Garfield County takes another look at gas-field housing regulations |

Garfield County takes another look at gas-field housing regulations

Phillip Yates
Glenwood Springs correspondent
Aspen, CO Colorado

GLENWOOD SPRINGS ” Garfield County commissioners have directed the county attorney to review their decision to streamline county regulations for small, temporary housing in area gas fields.

Commissioner John Martin brought up the issue Monday about whether County Attorney Don DeFord’s staff should analyze whether their recent decision to allow energy companies to establish state-certified, small, housing facilities at well pads constituted a “takings” of someone’s private property.
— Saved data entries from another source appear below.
PR #3195, opened 2026-08-13
Allow companion BLE/USB CMD_SET_DEVICE_TIME to set clock backwards

### LINKED ISSUE #3173: FW1.17.0 - time setting not correct nRF52
After updating and clkreboot and clock sync time still wrong on repeater and compagnions with nRF52 boards.

estebanscdev:
CMD_SET_DEVICE_TIME only ever arrives from the locally-paired companion app/CLI, not from untrusted mesh peers, so the owner should be able to correct a drifted device clock in either direction. Previously a fast- running clock (e.g. software fallback clock on nRF52 boards with no GPS fix or RTC chip, after long uptime) could never be corrected once it drifted ahead, since the firmware rejected any earlier timestamp.

Fixes #3173

### DIFF
--- a/examples/companion_radio/MyMesh.cpp
+++ b/examples/companion_radio/MyMesh.cpp
@@ -1240,13 +1240,8 @@ void MyMesh::handleCmdFrame(size_t len) {
   } else if (cmd_frame[0] == CMD_SET_DEVICE_TIME && len >= 5) {
     uint32_t secs;
     memcpy(&secs, &cmd_frame[1], 4);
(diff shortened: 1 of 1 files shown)


ErikBrown2:
Thanks for this modification. I hope that it will be accepted because it really solves a headache. My client always checks the time at startup and tries to correct it if it is more off than 10 seconds. But this never works due to the restriction of not being able to set an earlier time. I can see some logic in this rule but I think that it makes overall more sense to allow to set any time.

PR #3196, opened 2026-08-13
fix(repeater): prevent stack overflow out of RX handler

benallfree:
Hey team, this is a bug I stumbled across as I was customizing the firmware and noticed a stack overflow happening in an advert action from a remote admin UI. It is not reproducible on the stock firmware, but the bug/potential is there nonetheless.

It can be fixed by queuing remote commands and executing them as part of the loop instead of handling them inline.


mikecarper:
https://github.com/meshcore-dev/MeshCore/pull/3101

PR #3202, opened 2026-08-13
ThinkNode M6: expose external-power and charger state

F4FPR:
## What

- adds `MainBoard::isChargerActive()` with a safe default of `false`;
- defines the ThinkNode M6 external-power and charger-status lines using the
  existing `EXT_PWR_DETECT` / `EXT_CHRG_DETECT` conventions;
- overrides `isExternalPowered()` and `isChargerActive()` on the M6;
- adds an exact `power` CLI command returning battery millivolts, external-power
  state and charger-source state.

Example:

```text
batt:4012 mV ext:yes charger:yes
```

## Why

The generic nRF52 implementation only checks MCU USB VBUS. The ThinkNode M6 also
has dedicated board signals for external input (P0.13, active HIGH) and its solar
charger (P0.15, active LOW). Exposing both makes USB/powerbank and solar behavior
observable without changing the charging path.

## Semantics

- `ext:yes` means that the dedicated external-input line, the active charger
  line, or the nRF52 USB-VBUS fallback detects an external source;
- `charger:yes` means that the solar charger signal is active or an external USB
  charging source is present;
- with USB input, the available board signals cannot distinguish active battery
  current from charge completion.

## Scope

- other boards retain the default `isChargerActive() == false`;
- no change to GPS, ADC conversion, charger control, sleep policy or radio
  configuration;
- the command uses an exact `strcmp`, so it does not overlap with `poweroff`;
- no Meshtastic code is copied; only documented board pin facts are reused.

## Testing

The board-state logic was compiled and exercised in an isolated C++11 harness
for no source, external USB input and active solar charging. Full target build
and on-device validation remain for CI/hardware.

Expected hardware checks:

1. no external source: `ext:no charger:no`;
2. USB-C/powerbank connected: `ext:yes charger:yes`;
3. solar charging in sufficient light: `ext:yes charger:yes`;
4. unplugging the source restores `ext:no charger:no` once the charger line is
   inactive.

### DIFF
--- a/src/MeshCore.h
+++ b/src/MeshCore.h
@@ -74,6 +74,8 @@ public:
 
   // Power management interface (boards with power management override these)
   virtual bool isExternalPowered() { return false; }
+  // True while a board can identify an active battery-charging source.
+  virtual bool isChargerActive() { return false; }
   virtual uint16_t getBootVoltage() { return 0; }
   virtual uint32_t getResetReason() const { return 0; }
   virtual const char* getResetReasonString(uint32_t reason) { return "Not available"; }
--- a/src/MeshCore.h
+++ b/src/MeshCore.h
@@ -76,6 +76,14 @@ public:
   virtual bool isExternalPowered() { return false; }
   // True while a board can identify an active battery-charging source.
   virtual bool isChargerActive() { return false; }
+
+  // Optional, source-specific power detection. Boards that can distinguish a USB
+  // supply from a solar charger override these; defaults keep every other board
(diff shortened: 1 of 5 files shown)


F4FPR:
Updated to report USB and solar-charger states separately (usb / solar_chg), in addition to the existing ext / charger indication.
Source-specific detection is gated behind capability methods that default to false, so other boards are unaffected.
Validated on real hardware in solar autonomy (usb:no solar_chg:yes on battery+solar only).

“I have lost sleep over this,” Martin said. “This is this is very basic philosophy that I have that we protect personal property rights.”
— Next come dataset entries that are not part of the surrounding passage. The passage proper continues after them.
PR #3204, opened 2026-08-14
Add selectable UI color theme for color TFT displays

### LINKED ISSUE #3169: T096 - Bright theme. Difficult to read. Battery wasting.
Heltec T096 - Bright background theme on 1.17. Difficult to read and energy wasteful. An unfortunate decision considering the work having gone into battery saving.

estebanscdev:
Adds a runtime-selectable "legacy" dark theme (restoring the pre-refactor black background / green-yellow text palette) as an opt-in alongside the current "default" light theme, for boards using ST7735Display, ST7789LCDDisplay, NV3001BDisplay or LGFXDisplay (e.g. Heltec T096).

Fixes #3169

Selectable via Serial CLI: "set theme legacy" / "set theme default". DisplayDriver::applyTheme() returns false for an unrecognized/unsupported theme name, so the command rejects typos instead of silently falling back.

Persisted in NodePrefs.ui_theme (survives reboots and full power loss, written to flash via DataStore::savePrefs), reapplied at boot and live without reboot. DisplayDriver::getThemeCount() reports per-driver theme support so the command only works on boards with a color-capable display.

### DIFF
--- a/examples/companion_radio/AbstractUITask.h
+++ b/examples/companion_radio/AbstractUITask.h
@@ -43,4 +43,6 @@ public:
   virtual void newMsg(uint8_t path_len, const char* from_name, const char* text, int msgcount) = 0;
   virtual void notify(UIEventType t = UIEventType::none) = 0;
   virtual void loop() = 0;
+  virtual bool applyTheme(const char* theme) { return false; }
+  virtual int getThemeCount() { return 0; }
 };
--- a/examples/companion_radio/MyMesh.cpp
+++ b/examples/companion_radio/MyMesh.cpp
@@ -2050,6 +2050,19 @@ void MyMesh::checkCLIRescueCmd() {
         _prefs.ble_pin = atoi(&config[4]);
         savePrefs();
         Serial.printf("  > pin is now %06d\n", _prefs.ble_pin);
+      } else if (memcmp(config, "theme ", 6) == 0) {
+        if (_ui != NULL && _ui->getThemeCount() > 0) {
+          if (_ui->applyTheme(&config[6])) {
+            strncpy(_prefs.ui_theme, &config[6], sizeof(_prefs.ui_theme) - 1);
+            _prefs.ui_theme[sizeof(_prefs.ui_theme) - 1] = 0;
+            savePrefs();
+            Serial.printf("  > theme is now %s\n", _prefs.ui_theme);
+          } else {
+            Serial.println("  Error: theme not found or not supported by this display");
+          }
+        } else {
+          Serial.println("  Error: this device has no theme-capable display");
+        }
       } else {
         Serial.printf("  Error: unknown config: %s\n", config);
       }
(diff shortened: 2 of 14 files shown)


IoTThinks:
> set theme legacy" / "set theme default

This is cool.
However, there is no CLI in companions.

shleepong:
<p align="center"></p>

Tested this on real hardware (Heltec Wireless Tracker V2, `heltec_tracker_v2_companion_radio_ble`), a few findings plus one suggestion.

**Tested and working**: `set theme legacy` / `set theme default` both work exactly as described, immediate effect, persists across a full power cycle (not just a soft reset).

**One thing not obvious from the diff**: on `companion_radio_ble`, the USB serial port only accepts plain-text `set` commands once "CLI Rescue" mode is entered (long-press the board's user button within the first 8 seconds after boot, see `UITask::handleLongPress()`). Outside that mode the port carries the binary companion protocol and silently drops plain text. Worth a one-line mention somewhere, since it cost us a while to figure out why `set theme legacy` had no effect over USB.

**Current merge conflict**, reproduced against today's `dev`: two files. In `NodePrefs.h`: trivial, another PR added `cad_enabled`/`tz_offset` at the same spot as `ui_theme`/`theme`, just keep both. In `MyMesh.cpp`: real conflict. `checkCLIRescueCmd()`'s old inline `set`-command chain (where the `theme` case lives here) has since been refactored into a shared `handleCommand()`, called from three places: the serial rescue console, `CMD_RUN_CLI_COMMAND` (the binary companion protocol, an app could expose this without any CLI), and `onCLICommandRecv()` (remote CLI over the mesh from a trusted contact). Moving `theme` into `handleCommand()` alongside `set pin`/`set name` resolves the conflict and makes it reachable from all three, not just serial, which also addresses @IoTThinks's point above about companions having no CLI.

**Suggestion, a third theme.** We like the mechanism a lot (persisted, runtime-selectable, minimal diff), but `legacy`'s green-on-black wasn't to our taste. Since `getThemeCount()` already anticipates more than two themes, we prototyped a `dark` option: identical to `default`, only `window_bkg`/`primary_txt` flipped, nothing else touched. Tested side by side on the same board:

<table cellspacing="12" cellpadding="0" border="0">
<tr>
<td align="center"><br><sub>legacy</sub></td>
<td align="center"><br><sub>default</sub></td>
<td align="center"><br><sub>dark</sub></td>
</tr>
<tr>
<td align="center"><br><sub>legacy</sub></td>
<td align="center"><br><sub>default</sub></td>
<td align="center"><br><sub>dark</sub></td>
</tr>
</table>

One thing that stood out testing side by side: on `default`, the unused part of the screen shows up as a stark white rectangle; on `dark` it just blends into the panel's black bezel, easier to read, and probably a small power-draw win. Happy to open a PR against your branch with the rebase plus this addition if that's useful, or just leave the diff here if you'd rather do it yourself.

Separately, we also prototyped driving `set theme` from an ordinary chat message (no CLI at all) via a synthetic local contact intercepting `CMD_SEND_TXT_MSG` before it touches the radio, see #3347 for the general idea. Might be worth keeping in mind as an app-side answer to the "no CLI in companions" gap, independent of this PR.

The new rules the commissioners approved earlier this month would allow energy companies to put up state-inspected, small temporary housing facilities for up to eight essential personnel at area well pads without obtaining special-use permits. The county calls that process “use-by-right.”
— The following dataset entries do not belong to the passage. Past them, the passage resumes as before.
PR #3206, opened 2026-08-14
combine radio's entropy with CC310 RNG

ripplebiz:


src/helpers/radiolib/RadioLibWrappers.h
nextgens, line 104: aka:

```suggestion
void random(uint8_t* dest, size_t sz) override {
#ifdef USE_CC310_HW_CRYPTO
    nRFCrypto.Random.generate(dest, (uint16_t)sz);
#endif
    for (int i = 0; i < sz; i++) {
      dest[i] ^= _radio->randomByte() ^ (::random(0, 256) & 0xFF);
    }
  }
```

nextgens (changes requested):

src/helpers/radiolib/RadioLibWrappers.h
ripplebiz: You've missed the ' ^= '

nextgens: Indeed; fixed it now. I'm not usually coding in a browser :)

oltaco: Thanks for your suggestion

PR #3207, opened 2026-08-14
Rpi PicoW: Fix i2c pins and enable environment sensors

reinforce:
* Arduino-Pico SDK uses setSDA and setSCL for i2c pins assignment instead of setPins
* Define preffered i2c pins for PicoW targets
* Build PicoW targets with sensors enabled
* Use environment sensor manager instead of just sensor manager


oltaco:
All PRs must be based on dev branch, please reopen a new PR against dev or rebase and force push.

Companies putting up such housing facilities would not have to receive a building permit from the county, either. However, companies would have to notify the sheriff’s office and area fire protection districts regarding occupancy of the temporary housing units, and comply with about 20 performance standards mandated by the county. Those have to be signed off on by a licensed engineer.

Some people have objected to the changes, saying they could undercut area residents’ property rights.

“Are our regulations a ‘takings’ to that surface owner who does not control the (mineral rights to their property)?” Martin asked Monday. “I feel that it is not. I feel the regulation is within our realm, and that it is not a taking.”

Commissioner Tresi Houpt was neither for nor against the county seeking additional legal review of the issue. However, she reiterated her opposition allowing companies to establish temporary housing facilities without strong county oversight.

“The landowner should clearly be in the loop about who is going to be living on their property and for how long,” Houpt said. “I wouldn’t waver from the position that it is wrong for this county to adopt a regulation that completely takes them out of the loop.”

Commissioner Larry McCown said the only thing the new rules did was to “waive the need for a building permit.”

“There is not a land-use issue that requires a public hearing when a building permit is pulled,” McCown said. “We waived the need for a building permit.”

McCown supported the legal staff to research the matter to have “accusations” swirling around it to be put to rest.

Camps housing nine to 24 workers would require authorization by the county planning department, and would require the surface owner to be the petitioner for the temporary housing. Any larger housing would still require a hearing before the county commissioners, as the county has been requiring of camps of all sizes under its current rules.

DeFord said he will prepare an opinion and submit it to commissioners as an attorney-client document. The commissioners will later release that opinion to the public.